> **Work order**
Please read the records below and return each line holding the string "snapshots".

* * * *

PR #7869, opened 2026-05-25
Do not run selector when editor instance is `null` in current editor

### LINKED ISSUE #7849: TypeError: Cannot read properties of null (reading 'can')
### Affected Packages

@tiptap/extension-text-align

### Version(s)

3.23.1

### Bug Description

```
```

Place where it fails:
```ts
    editor,
    selector: (ctx) => {
      const editor = ctx.editor;

      return {
```

Current Workaround:
```ts
const editor = useEditor({
    immediatelyRender: false,
```

### Browser Used

Chrome

### Code Example URL

_No response_

### Expected Behavior

similiar issue

### Dependency Updates

arnaugomez:
## Changes Overview

Fix `useEditorState` so nullable editor snapshots return `null` instead of invoking selectors with `ctx.editor === null`.

## Implementation Approach

`useEditorState` now wraps the user selector and equality function to handle `null` editor snapshots. The state manager also notifies subscribers when the editor instance changes, including transitions to or from `null`.

## Testing Done

Added regression test in `packages/react/src/useEditorState.spec.ts`

## Verification Steps

Run the React package tests and verify a toolbar selector that calls `ctx.editor.can()` does not throw when `useEditorState` receives a `null` editor during development StrictMode lifecycle updates.

## Additional Notes

Fixes #7849.

## AI Usage

  - Used AI to inspect the issue, identify the `useEditorState` null-editor path, implement the fix, add regression coverage, and run verification commands.

## Checklist

## Related Issues

Fixes #7849

### DIFF
--- a/packages/react/src/useEditorState.ts
+++ b/packages/react/src/useEditorState.ts
@@ -80,11 +80,21 @@ class EditorStateManager<TEditor extends Editor | null = Editor | null> {
     }
   }
 
+  private notify() {
+    this.transactionNumber += 1
+    this.subscribers.forEach(callback => callback())
+  }
+
   /**
    * Watch the editor instance for changes.
    */
   watch(nextEditor: Editor | null): undefined | (() => void) {
+    const previousEditor = this.editor
+
     this.editor = nextEditor as TEditor
+    if (previousEditor !== nextEditor) {
+      this.notify()
+    }
 
     if (this.editor) {
       /**
@@ -93,8 +103,7 @@ class EditorStateManager<TEditor extends Editor | null = Editor | null> {
        * This could be more efficient, but it's a good trade-off for now.
        */
       const fn = () => {
-        this.transactionNumber += 1
-        this.subscribers.forEach(callback => callback())
+        this.notify()
       }
 
       const currentEditor = this.editor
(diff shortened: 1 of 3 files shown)


arnaugomez:
The user-provided `equalityFn` is typed for selected non-null values:

```ts
(a: TSelectorResult, b: TSelectorResult | null) => boolean
```

Is this correct? Or would it be more accurate to type it like this (breaking change):

```ts
(a: TSelectorResult | null, b: TSelectorResult | null) => boolean
```

packages/react/src/useEditorState.ts
```diff
@@ -153,14 +162,28 @@ export function useEditorState<TSelectorResult>(
...
+
+    return options.selector(snapshot as EditorStateSnapshot<Editor>)
+  }
+  const equalityFn = (a: TSelectorResult | null, b: TSelectorResult | null) => {
+    if (a === null || b === null) {
+      return a === b
+    }
+
+    return (options.equalityFn ?? deepEqual)(a, b)
+  }
```
arnaugomez, line 178: This change was necessary because the first argument of the user-provided equalityFn is typed as non-nullable:
```
(a: TSelectorResult, b: TSelectorResult | null) => boolean
```
Is this correct? Or would it be more accurate to type it like this (breaking change):
```
(a: TSelectorResult | null, b: TSelectorResult | null) => boolean
```

alexvcasillas (approved):

packages/react/src/useEditorState.ts
```diff
@@ -153,14 +162,28 @@ export function useEditorState<TSelectorResult>(
   options: UseEditorStateOptions<TSelectorResult, Editor> | UseEditorStateOptions<TSelectorResult, Editor | null>,
 ): TSelectorResult | null {
   const [editorStateManager] = useState(() => new EditorStateManager(options.editor))
+  const selector = (snapshot: EditorStateSnapshot<Editor | null>) => {
+    if (snapshot.editor === null) {
+      return null
```
bdbch, line 167: This is a runtime change right? Before - `useEditorState` would not return null as far as I remember which now is possible. This could break apps directly destructuring the useEditorState output in case the result of the selector is null.

```js
const { myValue } = useEditorState(...) // this causes a problem with a nullable return value
```

Before that, myValue would had a fallback value - where now the object couldn't even destruct.

packages/react/src/useEditorState.ts
```diff
@@ -80,11 +80,21 @@ class EditorStateManager<TEditor extends Editor | null = Editor | null> {
     }
   }
 
+  private notify() {
+    this.transactionNumber += 1
```
bdbch, line 84: I think the way you set this up now introduces a side-effect where the transactionNumber increases while the actual notify was caused because the editorInstance changed (as before, the notify would only be called when a transaction was handled)

bdbch: It's fine because in theory it's not changing a lot but maybe we rename this to something more descriptive like `updateCount` then?

bdbch (changes requested):
I'm not sure if we should merge this. The type change smells breaking to me because people who destructure and expect their editor objects to not be null would now suddenly get type errors or worse - runtime errors.

packages/react/src/useEditorState.ts
arnaugomez: I checked and the signature of useEditorState can return null.
```ts
export function useEditorState<TSelectorResult>(
  options: UseEditorStateOptions<TSelectorResult, Editor> | UseEditorStateOptions<TSelectorResult, Editor | null>,
): TSelectorResult | null
```
Originally, it would return null only before editor mount, when editor is null.
With this PR, it may return null anytime.
So this is, in my opinion, what might cause a breaking change.

bdbch: Yep I think so. I'm not really sure how we want to proceed. Is there another way to solve #7849 without including this right now?

arnaugomez: Yes, I think so. I'll create another PR tomorrow

PR #7870, opened 2026-05-25
fix(markdown): preserve unknown angle-bracket text as literal and add knownHtmlTags option

### LINKED ISSUE #7861: bug(markdown): Text inside angle brackets silently swallowed during markdown parsing
### Affected Packages

@tiptap/markdown

### Version(s)

3.23.6

### Bug Description

When markdown content contains text inside angle brackets (e.g. `<enter existing CID here if available>`), the `@tiptap/markdown` extension passes it through `marked` as raw HTML. The browser's DOM parser interprets it as an unknown HTML opening tag, causing:

1. **Text silently disappears** — the angle-bracket text is never rendered
2. With complex schemas (e.g. Mention, Variable, Table extensions), the resulting invalid DOM can crash ProseMirror with `Error: Called contentMatchAt on a node with invalid content`

### Steps to reproduce

```typescript
import { Editor } from '@tiptap/core';
import StarterKit from '@tiptap/starter-kit';
import { Markdown } from '@tiptap/markdown';

const editorDiv = document.createElement('div');

const editor = new Editor({
  element: editorDiv,
  extensions: [
    StarterKit,
    Markdown.configure({ markedOptions: { gfm: true, breaks: true } }),
  ],
  content: '<enter CID here if available>\n\nother text after',
  contentType: 'markdown',
  editorProps: {
    attributes: {
      class: 'Editor',
    },
  },
});

document.getElementById('app').appendChild(editorDiv);
```

**Observe:**
- The `<enter CID here if available>` text is **completely missing** from the rendered output
- With additional extensions (Mention, Variable, Table), clicking in the editor crashes with "Called contentMatchAt on a node with invalid content"

### Root cause

`marked` treats `<enter existing CID here if available>` as raw inline HTML and passes it through. The browser's DOM parser creates an unknown `<enter>` element (with no closing tag), which wraps all subsequent content. ProseMirror's DOMParser then produces a document with content that doesn't match the schema.

### Stacktrace

```
Error: Called contentMatchAt on a node with invalid content
  at contentMatchAt (prosemirror-model/dist/index.js:1455)
  at canReplace (prosemirror-model/dist/index.js:1466)
  at replaceRange (prosemirror-transform/dist/index.js:1964)
  at deleteRange (prosemirror-transform/dist/index.js:1979)
```

### Browser Used

Chrome

### Code Example URL

https://stackblitz.com/edit/vitejs-vite-ovefoo4u?file=src%2Fmain.js

### Expected Behavior

Since TipTap's ProseMirror schema has no node types for arbitrary HTML elements, unrecognized HTML-like text in markdown should be escaped and rendered as plain text (e.g. `&lt;enter existing CID here if available&gt;`).

_No response_

### Dependency Updates

bdbch:
## Changes Overview

Fix markdown parsing where HTML-like angle-bracket text (e.g. `<enter existing CID here>`) was silently swallowed. Uses `HTMLUnknownElement` (with schema parseDOM fallback) to detect unknown tags and preserves them as literal text.

Also adds `knownHtmlTags` option to Markdown extension for declaring custom tag names without a DOM API.

Closes #7861

## Checklist

### DIFF
--- a/.changeset/fix-markdown-unknown-html-tags.md
+++ b/.changeset/fix-markdown-unknown-html-tags.md
@@ -1,0 +1,5 @@
+---
+'@tiptap/markdown': patch
+---
+
+Fix text inside unknown angle-bracket tags being silently swallowed during markdown parsing. HTML-like content such as `<enter existing CID here if available>` that does not map to any known element is now preserved as literal text instead of disappearing, which also prevents downstream `contentMatchAt` errors when complex schemas (Mention, Variable, Table) are in use.
--- a/packages/markdown/__tests__/unknown-html-tags.spec.ts
+++ b/packages/markdown/__tests__/unknown-html-tags.spec.ts
@@ -2,6 +2,7 @@
  * @vitest-environment happy-dom
  */
 
+import { Node } from '@tiptap/core'
 import { Document } from '@tiptap/extension-document'
 import { Heading } from '@tiptap/extension-heading'
 import { Italic } from '@tiptap/extension-italic'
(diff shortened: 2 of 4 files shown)


bdbch:
@coderabbitai review full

* * * *

> **Exercise result**
Fix `useEditorState` so nullable editor snapshots return `null` instead of invoking selectors with `ctx.editor === null`.
`useEditorState` now wraps the user selector and equality function to handle `null` editor snapshots. The state manager also notifies subscribers when the editor instance changes, including transitions to or from `null`.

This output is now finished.